江梓紧盯严陈安,不让他有机会得到篮球,林忏一个人运了大半场,绕过三中队员跃起想扣球,许问没给他机会,直接跳起指尖触碰到篮球,林忏落地,看着空中的篮球立马又重新跃起去抓,只可惜又被许问抢先一步,篮球被拍到严陈安手里,他带着球上了篮,成功把比分差距拉到两分。
张豪站在场外喊道:“还有十二秒。”
宋艺拿着篮球站在场上笑了笑,抛出一个完美的弧度,许问跳起接住,又传到江梓手上,几个人传来传去,就是不让他们摸到篮球,这下轮到十六中观众们安静了,三中十多个人硬是喊出了千军万马的气势。
“六,五,四,三,”
“二!”
“一!”
“耶——”
张豪拿着铜锣响亮的敲了几声,然后放下跑过去和他们一一击掌:“力挽狂澜啊兄弟们。”
“问哥流弊,豪哥流弊,江梓流弊,宋艺流弊……”一群人端水大师,把每个人的名字都喊了一遍。
“三中球队,绝不服输,永留初样。”
许问浅笑着脱下火红的球衣拿在手上,里面这件白体恤都已经被汗水浸湿,透着光可以看出他纤细完美的腰身。
“这叫什么,输了比赛又输了人品。”
“小声点儿,那么多人咱们打不过。”
“今晚去哪儿庆祝啊?”
“听说这里有个酒吧老板娘很好看,我们去看看吧?”
“我们是学生,不是二流子,别太过分了啊。”
“不是啊,就是看两眼嘛,听说来过这里的人都会去看看的,我就想知道那个人美成什么样子。”
“喂!”
众人寻声望去,严陈安独自走了过来,在许问身前两米处站立,电光火石间,两人对视十多秒。
“咋滴?想打架啊?”
“要打架找别的地方,这里你们人多。”
严陈安:“你明明知道我们多喊了一次暂停,为什么不说出来?”
“还能为什么,这是你们的地盘,你们流弊呗。”
“没问你,”严陈安懒散站立,歪头看向许问浅淡的双眸,“要是说了,两场加时就不用打了。”
许问温润的哦了声,慢道:“友谊第一。”
“谁他妈要友谊第一啊,”严陈安短促的笑了声,“输给你们三中我是不服气,但输给你,”
在十多个人的注视下,严陈安又说:“我心服。”
“哇塞,”宋艺讥讽道,一点儿也不给他留情面,“拜托,是我们打败的你们,我们堂堂正正,你们裁判员一点儿也不公平,都喊三次暂停了,谁要你们这种人的服气啊。”
“就是啊,大言不惭。”
“你们喊三次暂停那就是事实,怎么也改变不了的。”
众人看着严陈安的背影,可能这是属于败方倔强的身影吧,不甘中还有一丝可怜。
“走咯,出去搓顿好的。”
许问笑笑,下意识的戳戳眼镜框,林笙忍笑道:“今天没戴,你忘了。”
“对啊,”许问取下林笙的草帽还给了体育协会的,跟着一众人出了十六中。
这时正是十一点半,一群人被晒了一路,许问伸手替林笙挡住烈阳,两人又相视而笑。
林笙说:“你今天中了五个三分,很帅。”
“才五颗啊。”许问意味深长的扭头。
“五颗也很多了啊,”林笙还没明白他的意思,兴致勃勃的跟他讲述今天看到的。
许问提醒道:“不是说进一颗亲我一口吗?林笙忘了?”
“……”林笙往旁边移了一步,瞟了眼走在前面的队员们结巴道,“又又又不是我说的,明明就是他们说的。”

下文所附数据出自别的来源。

PR #3539, opened 2024-01-02
Handle invalid selective dynamics info in POSCAR

### LINKED ISSUE #3008: POSCAR is ignoring selective dynamics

许问拉过她的手,把她拉到自己身边:“可是我当真了怎么办?”
还能怎么办,亲呗。从小被他赖到大的,打包送走又舍不得。
林笙无奈低下头看着两人藏在小树荫下的影子。
“走慢点儿,”许问滚烫的双手拉住她的手腕,两人十分默契的慢下来,陈也重重咳嗽了一声,挡住自己视线从旁边经过:“那个,不好意思啊,我腿着实有点儿短,走的慢,学长学姐你们自便,我立马用跑的,嗯,加油。”
许问喊住她:“让他们吃,我们就不去了。”
“收到收到,”陈也比了个OK的手势,加快步伐追赶上前面的人。
两人并排走在空旷的街道上,这一刻世界都安静了,许问轻声道:“脸上有汗,先不亲。”
林笙点头同意了,随后又说:“其实我不嫌弃你的。”
“我知道,”许问说,“林笙欠下的吻一时半会还不完,等回家一一清算。”
两人中午一起吃了一顿饭就各自回到各自的房间了,男生们比赛完了以后,许问又戴上那副笨拙的眼镜坐在桌子面前看书,一边和林笙聊聊天。

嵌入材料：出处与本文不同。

PR #3541, opened 2024-01-03
Fix bug in SQSTransformation

esoteric-ephemera:
The `SQSTransformation` class in `pymatgen.transformations.advanced_transformations` has a `return_ranked_list` kwarg in `apply_transformation`.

林笙在房间里跳起了舞蹈,陈也看的入迷,这种扭胯甩腰的现代舞许问也没见过,她长相清纯,跳起来眼睛比较勾人,又纯又媚。
陈也看着她发红的耳垂笑道:“学姐,你这怎么还给自己整害羞了?明明这么好看啊。”
她说过很多次,陈也的眼睛和许问特别像,刚才盯着她看的时候就像是许问在看着她。
明明是从小一起长大的,每当许问这样看着她的时候,她还是会不自觉的害羞。
“美死了,”李梦拍拍巴掌说,“你给你家那位看过吗?”
林笙摇摇头。
“咋了,怕学长把持不住啊?”陈也啃着鸡爪调侃道,“这种就是验证他是不是君子的时候。”

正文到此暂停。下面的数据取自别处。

Issue #3503, opened 2023-12-06
Error with Locpot.from_file/Species.from_str


VicTrqt:
<b> Problem </b>
When I try to instantiate a ```pymatgen.io.vasp.outputs.Locpot``` object from the file, I get an ```IndexError``` from the ```Species.from_str``` call. I am using pymatgen v2023.11.12.
<b> Example </b>
```
Python 3.11.6 | packaged by conda-forge | (main, Oct  3 2023, 10:40:35) [GCC 12.3.0] on linux
>>> from pymatgen.io.vasp import Locpot
>>> Locpot.from_file("LOCPOT")
Traceback (most recent call last):
  File "<stdin>", line 1, in <module>
  File "/home/vtrinquet/anaconda3/envs/test_pmg/lib/python3.11/site-packages/pymatgen/io/vasp/outputs.py", line 3438, in from_file
    (poscar, data, data_aug) = VolumetricData.parse_file(filename)
                               ^^^^^^^^^^^^^^^^^^^^^^^^^^^^^^^^^^^
  File "/home/vtrinquet/anaconda3/envs/test_pmg/lib/python3.11/site-packages/pymatgen/io/vasp/outputs.py", line 3281, in parse_file
    poscar = Poscar.from_str("\n".join(poscar_string))
             ^^^^^^^^^^^^^^^^^^^^^^^^^^^^^^^^^^^^^^^^^
  File "/home/vtrinquet/anaconda3/envs/test_pmg/lib/python3.11/site-packages/pymatgen/io/vasp/inputs.py", line 432, in from_str
    struct = Structure(
             ^^^^^^^^^^
  File "/home/vtrinquet/anaconda3/envs/test_pmg/lib/python3.11/site-packages/pymatgen/core/structure.py", line 3670, in __init__
    super().__init__(
  File "/home/vtrinquet/anaconda3/envs/test_pmg/lib/python3.11/site-packages/pymatgen/core/structure.py", line 929, in __init__
    site = PeriodicSite(
           ^^^^^^^^^^^^^
  File "/home/vtrinquet/anaconda3/envs/test_pmg/lib/python3.11/site-packages/pymatgen/core/sites.py", line 334, in __init__
    species = Composition({get_el_sp(species): 1})  # type: ignore
                           ^^^^^^^^^^^^^^^^^^
[...]

Issue #2151, opened 2021-05-21
how to handle properties of  tritium and deuterium? 


kjappelbaum:
**Is your feature request related to a problem? Please describe.**
In `cif`s (e.g., from the Cambridge Crystallographic Database) one sometimes finds symbols for common isotopes such as Tritium (`T`) or Deuterium (`D`). `pymatgen` parses them without issues, but it complains when one likes to access some properties like the atomic mass. 

**Describe alternatives you've considered**
- A "quick and dirty" solution I tried is to just add `D` to `periodic_table.json` with the `Atomic mass` and some other physical properties. It is somehow ugly because adding the `Atomic no` will lead to some issues when one wants to create an `Element.from_z` because then there is ambiguity. For this reason, one cannot simply add the `Atomic no` which might lead to unexpected issues, when users want to use this property. 
-  ASE simply replaces `Atom` with the symbol `D`. with an atom with symbol `H` and mass 2. But this behavior can sometimes be quite unexpected I feel. 
- Explicitly handle isotopes, https://github.com/pkienzle/periodictable does this. This seems like a major change. 
- One could also simply raise an error if there is a symbol `pymatgen` does not know. But this is not really pythonic and there are many functionalities for which one does not need to know any physical properties. 

**Additional context**
 I would be happy to contribute a PR to fix this but I'd like to get some feedback on the design you would use before I go for it.

shyuep:
I would actually go for option 1. I don't think it is that difficult to make it such that isotopes can be handled. The main problem, though, is that I don't have a source of compilation for all the other properties that most elements have (e.g., melting point, etc.) for isotopes.

If it is just D and T, I think it is a simple matter to just add those as additional element symbolsm, like what ASE does.

Alternatively, we can just translate D/T to H unless there is a very good reason why we want D or T to be present. 

I don't think most of the analysis we do differentiates between D or T or H (except maybe diffusion where the mass differences can be large). For most other isotopes, the properties are similar enough.

mkhorton:
I think this is a great question.

I agree that symbols `D` and `T` should be handled automatically, which would involve coding a special case somewhere.

If we did want to add isotope support (one might imagine this useful for other elements too, e.g. in the diffusion case mentioned, I've seen MD runs where specific isotopes are used for example), then one option is to add it as a supported property on `Species`. Currently, `Species` only formally supports `spin` and `oxidation_state`, but we could add `mass_number`. The string representation of this might be `Fe,A=56` for example.

[...]

Issue #662, opened 2017-05-09
DeformedStructureSet returns dict_keys object in python 3


Atraii:
## System

* Pymatgen version: **master 4.7.5**
* Python version: **3.6.1**
* OS version: **Fedora 25**

## Summary

* analysis/elasticity/strain.py: DeformedStructureSet() returns a [dict_keys](https://docs.python.org/3/library/stdtypes.html#dictionary-view-objects) object in python 3 (rather than a list in python 2)
* this is harder to understand as the default argument `symmetry=False` returns a list rather than a dictionary view object (even in python 3).
* returning different objects makes it difficult to determine how to use the object

## Example code

```python
poscar = Poscar.from_file('POSCAR_orig')
structure = poscar.structure
dss = elasticity.strain.DeformedStructureSet(structure, symmetry=True)
for i, st_deformed in enumerate(dss.def_structs):
    runvasp()
    vasprun = Vasprun('vasprun.xml')
    deformation_matrix = dss.deformations[i].tolist()
    sm = elasticity.strain.IndependentStrain(deformation_matrix)
    st = elasticity.stress.Stress(vasprun.ionic_steps[-1]['stress'])
    ss_dict[sm] = st
```

## Error message

```
Traceback (most recent call last):
  File "holy-potatoes-a-bug.py", line 28, in <module>
    deformation_matrix = dss.deformations[i].tolist()
TypeError: 'dict_keys' object does not support indexing
```

## Suggested solution (if any)

* From DeformedStructureSet(), could we get the same functionality from 
```python
 self.deformations = list(self.sym_dict)
```
as opposed to 
```python
 self.deformations = self.sym_dict.keys()
```

* Alternatively, I'd be okay with returning a dict_keys object if it also returned the same type **with symmetry=False**

montoyjh:
Let's do the first.  Thanks for finding the cause.

As an aside, I wrote DeformedStructureSet mostly to preserve some legacy functionality of an older codebase that I inherited, but I've never used it for anything practical (I mostly use atomate/MPWorks for managing calculations of ECs).  If there's any additional functionality that you think would be useful there, feel free to implement and submit a PR.

Issue #3373, opened 2023-10-04
Bug with structure read from cif file


epatyukova:
Structure with collection code 133424 from ICSD (Pr Sm Pb Si2 S8) is read incorrectly by Structure.from_file(). In particular there should be 18 Pb2+ sites, but there are 30 after the read. There is clearly a bug.

The cif file  [ICSD_CollCode133424.txt](https://github.com/materialsproject/pymatgen/files/12803589/ICSD_CollCode133424.txt)[extension changed to txt in order to add it here)

janosh:
@epatyukova You're right, there is a problem here. Fwiw, the problem is more widespread than `pymatgen`.

@esoteric-ephemera Did some investigation and it turns out `Vesta` and `ase` also parse this CIF file incorrectly. As @computron has said in the past, CIF is a troublesome format.

`ase` completely drops the `Sm`(Samarium) from the CIF file. Vesta also has the wrong stoichiometry as well though doesn't drop any elements outright.

```py
# %%
from ase.io import read as ase_read
from pymatgen.io.ase import AseAtomsAdaptor
from pymatgen.io.cif import CifParser

# %%
cif_filename = "./ICSD_CollCode133424.cif"
cif_ase = ase_read(cif_filename)
NPb_sites_ase = len([site for site in cif_ase.get_chemical_symbols() if site == "Pb"])

# %%
pmg_from_ase = AseAtomsAdaptor.get_structure(cif_ase)
pmg_prim_from_ase = pmg_from_ase.get_primitive_structure()
print(
    f"ASE atoms --> PMG: composition = {dict(pmg_from_ase.composition.as_dict())}, {pmg_from_ase.get_space_group_info()}"
)
print(
    f" --> primitive cell: composition = {dict(pmg_prim_from_ase.composition.as_dict())}, {pmg_prim_from_ase.get_space_group_info()}"
)

# %%
for i, site_tol in enumerate([1.0e-2, 1.0e-3, 1.0e-4, 1.0e-5]):
    cif_pmg = CifParser(cif_filename, site_tolerance=site_tol).get_structures()[0]
    print(f"{site_tol=}")
    rounded_comp = {
        element: round(cif_pmg.composition.as_dict()[element], 3) for element in cif_pmg.composition.as_dict()
    }
    print(f"  Composition={rounded_comp}")
    try:
        print(f"  Space group = {cif_pmg.get_space_group_info()}")
    except Exception:
        pass
[...]

PR #3542, opened 2024-01-05
Improve CIF checking, support for isotopes, and correct handling of new VASP 6.4.2 POSCAR format incl. slashes in header

esoteric-ephemera:
This PR does a few things:
- Adds a `CifAssesor` class to `pymatgen.io.cif` that checks whether the composition reported in a CIF matches that of the resultant pymatgen `Structure`. This would warn the user when elements are missing (as Hydrogens often are in experimental CIFs), or when the parsing has gone awry and the stoichiometries differ
- Adds support for isotopes, particularly Deuterium and Tritium. 
  - `pymatgen.core.periodic_table.Element` now has a few more attributes, such as the atomic mass number (number of protons and neutrons) as the `.A` attr
  - A structure containing an isotope will appear to only have the base element in it (e.g., D2O will look like H2O), and when files are written, the isotopes are converted to the element. However, the isotope names, mass, etc. are preserved in the element attr
  - This closes issue [#2151](https://github.com/materialsproject/pymatgen/issues/2151)
- As of VASP version 6.4.2, when using POTCARs with a SHA, all files like CONTCAR, CHG*, LOCPOT, AECCAR* will have the element names followed by a slash
   - This closes issue [#3503](https://github.com/materialsproject/pymatgen/issues/3503) and atomate2 issue [#662](https://github.com/materialsproject/atomate2/issues/662) 
   - Allow for correct parsing of these via changes to `pymatgen.io.vasp.inputs.Poscar`
- Tests for these additions


mkhorton:
Thanks for these nice improvements @esoteric-ephemera 

Since you’re looking at this part of the code, do you have a view of how H2O or OH sites should be handled? It’s one remaining weakness of the CIF parser I think.

mkhorton:
Also adding a note that the `mp` prefix has been registered with the IUCr, if we wanted to add support for writing out custom pymatgen fields (like site_properties). There’s definitely a way in which pymatgen could losslessly convert `Structure` to/from CIF. It’s been something on the back burner for me for a while.

esoteric-ephemera:
> Since you’re looking at this part of the code, do you have a view of how H2O or OH sites should be handled? It’s one remaining weakness of the CIF parser I think.

Are you thinking of experimental structures where the H sites are undetermined/unlisted? For organics, @Andrew-S-Rosen  had a good suggestion of trying to mimic how Olex (used by crystallographers) [adds hydrogen atoms](https://www.olexsys.org/olex2/docs/tutorials/sucrose/refining/#add-hydrogen-atoms) to structures where their positions are unknown

@kristinpersson had a suggestion that was based on a geometric construction - that would also be a cheap solution

I have a few other ideas that would use a DFT charge density, but these are more intensive options

> Also adding a note that the mp prefix has been registered with the IUCr, if we wanted to add support for writing out custom pymatgen fields (like site_properties). There’s definitely a way in which pymatgen could losslessly convert Structure to/from CIF. It’s been something on the back burner for me for a while.

That's great to know! The precision of atomic sites in CIFs seems to be a bottleneck to lossless conversion, since this can result in composition mismatches. Since a lot of CIFs are written by hand (especially ICSD ones), this happens frequently, see e.g., issue [#3373](https://github.com/materialsproject/pymatgen/issues/3373)

shyuep:
NIce work! One minor thing: does the cif assessor really need to be a class? I would think a CifParser.assess or CifParser.validate method would suffice.

mkhorton:
> Are you thinking of experimental structures where the H sites are undetermined/unlisted?

Not quite, there are two problems: (1) “implicit hydrogens” whereby the hydrogens are not listed in the atoms at all (so we might not realise hydrogens are missing unless we do a composition check as suggested), (2) the CIF files which list a molecule on a single atomic site, eg “OH” or “H2O” etc. Here, the CIF file at least tells us that a H should be present, but we still do not parse appropriately (I believe for OH, we parse as just O, and provide a warning).

For (2), it’s a difficult situation, because all options are unideal in some way. Omitting the H completely is wrong. Putting the H in an arbitrary location (eg correct bond length, perhaps do a bond valence sum or similar to find a plausible position) is tricky. Defining the site as containing a molecule is probably most correct, but does not fit with the current pymatgen object model.

esoteric-ephemera:
> NIce work! One minor thing: does the cif assessor really need to be a class? I would think a CifParser.assess or CifParser.validate method would suffice. I am heavy proponent for OOP but in this case, the CifAssessor doesn't seem to conceptually an object per se.

Thanks! Yes I'll try to refactor the assessor

mkhorton:
Sorry, sent that message too soon. I’m not familiar with the Olex method. My point anyway is just that there are cases where we have to figure out the hydrogen is missing based on composition, but also cases where we’re explicitly told a hydrogen should be there.

In terms of lossless conversion, correct me if I’m wrong but there’s no limit on the precision with which we write out atomic positions? We can write out as many significant figures as we do with JSON. I know the issue with the handwritten CIFs which is why we put in the rounding logic inside the parser (eg converting 0.333 -> 1/3 etc), but that seems like a separate issue.

shyuep:
@mkhorton @esoteric-ephemera I would just say that there are now universal potentials. For an OH, you can take the coordinates as the position of the O and then initial a H at 0.5A away. Then use a UP to relax the H positions. :-) For this very constrained use case, I think it would lead to very reasonable results (much more than pure geometry / empirical constructions).

esoteric-ephemera:
> (2) the CIF files which list a molecule on a single atomic site, eg “OH” or “H2O” etc. Here, the CIF file at least tells us that a H should be present, but we still do not parse appropriately (I believe for OH, we parse as just O, and provide a warning).

OK I see what you mean. The best solution there in keeping with pymatgen's model is probably putting O on the site position and adding in H

> My point anyway is just that there are cases where we have to figure out the hydrogen is missing based on composition, but also cases where we’re explicitly told a hydrogen should be there.
This PR warns the user in at least the latter case: if H is reported in the CIF but missing in the PMG structure, the user is warned. It **usually** seems to be the case that H's are reported in the CIF composition even when no H site positions are given. But if they're not, we might want to include a charge balance check

> I know the issue with the handwritten CIFs which is why we put in the rounding logic inside the parser (eg converting 0.333 -> 1/3 etc), but that seems like a separate issue.
We can specify arbitrary position, but a lot of the ICSD CIFs seem to have lower precision than the default rounding tolerance in `CifParser`. ICSD-191196 is a good example where the composition is only reported to two digits of precision

> I would just say that there are now universal potentials.
Might be good in this case to freeze the known positions and only relax the H atoms. My only concern here is that H is often underrepresented in ML-UIP training data. Maybe @janosh can comment more on that

shyuep:
Yes H is often underrepresented in UP training. But I think for a limited case like OH, it should be ok. Regardless, it is better than any of the rule of thumb alternatives. The only better option is DFT (with certain functionals).

esoteric-ephemera:
Just adding the WIP tag for now, since I realized that oxidation state handling for isotopes isn't working as intended (also pending refactor of CifAssessor)

janosh:
The hydrogen convex hull distance error for MLIPs is definitely elevated based on Matbench Discovery testing.
See "Per-Element Model Error Heatmaps" at https://matbench-discovery.materialsproject.org/models with M3GNet and MACE at 260 eV/atom, CHGNet at 240.

I think this not so much stems from underrepresentation (MPtrj contains 142k relaxations frames with hydrogen) but hints that the models are confused due to inconsistent training data, perhaps due to issues like the one addressed in this PR.

But I agree with @shyuep, doing H-only relaxation with any of the above mentioned models could still get you closer to true H positions.

esoteric-ephemera:
This is almost ready for review, I think. One thing I'm not satisfied with: the user can manually specify an oxidation state for an isotope, however calling convenience functions like `Composition(...).add_charges_from_oxi_state_guesses()` or `Structure(...).add_oxidation_state_by_guess()` will convert any isotope to its parent bare `Element`

For example, The composition `Composition({"D+": 2, "O2-": 1})` includes D+ in the composition. However calling `add_charges_from_oxi_state_guesses()` on  `Composition({"D": 2, "O": 1})` will return the equivalent of `Composition({"H+": 2 "O2-": 1})`.

Maybe this isn't such an issue since this represents an extreme edge case. Issuing a warning to the user when calling any of the `add_*` oxi state methods would be sufficient?

tests/io/test_cif.py
```diff
@@ -998,3 +998,68 @@ def test_bibtex(self):
 }
 """
         assert self.mcif_ncl.get_bibtex_string() == ref_bibtex_string
+
+
+class TestCifParserAssess(PymatgenTest):
```
janosh, line 1003: I think we can merge this into the `TestCifParser` class given `CifParserAssess` is no longer a standalone class.

dev_scripts/periodic_table.yaml
janosh, line 1: Not that it matters that much but could we keep the long lines in this file to minimize the diff in this PR?

janosh (changes requested):

tests/io/test_cif.py
janosh: done

dev_scripts/periodic_table.yaml
esoteric-ephemera: Yep sorry about that! I had basically used `monty.serialization.dumpfn` to overwrite the yaml file when I added entries to it, and didn't think about the formatting change

janosh: Thanks!

janosh (approved):
Thanks a lot @esoteric-ephemera! 👍 Super valuable guard rails for everyone parsing CIFs with `pymatgen`.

李梦瞪她一眼好笑道:“你这小脑袋瓜装些什么不能吃的?小姑娘就要有小姑娘的样子,别一开口就荤话连篇。”
“梦姐,此言差矣。”陈也语重心长道,“我们都是十几岁的人了,再过两年就成年了,这些也该懂了,是吧学姐?”
“再说了,”陈也咬着鸡爪含糊道,“我这也不是荤话啊,人家还是一个单纯的不能再单纯的三好少年了。”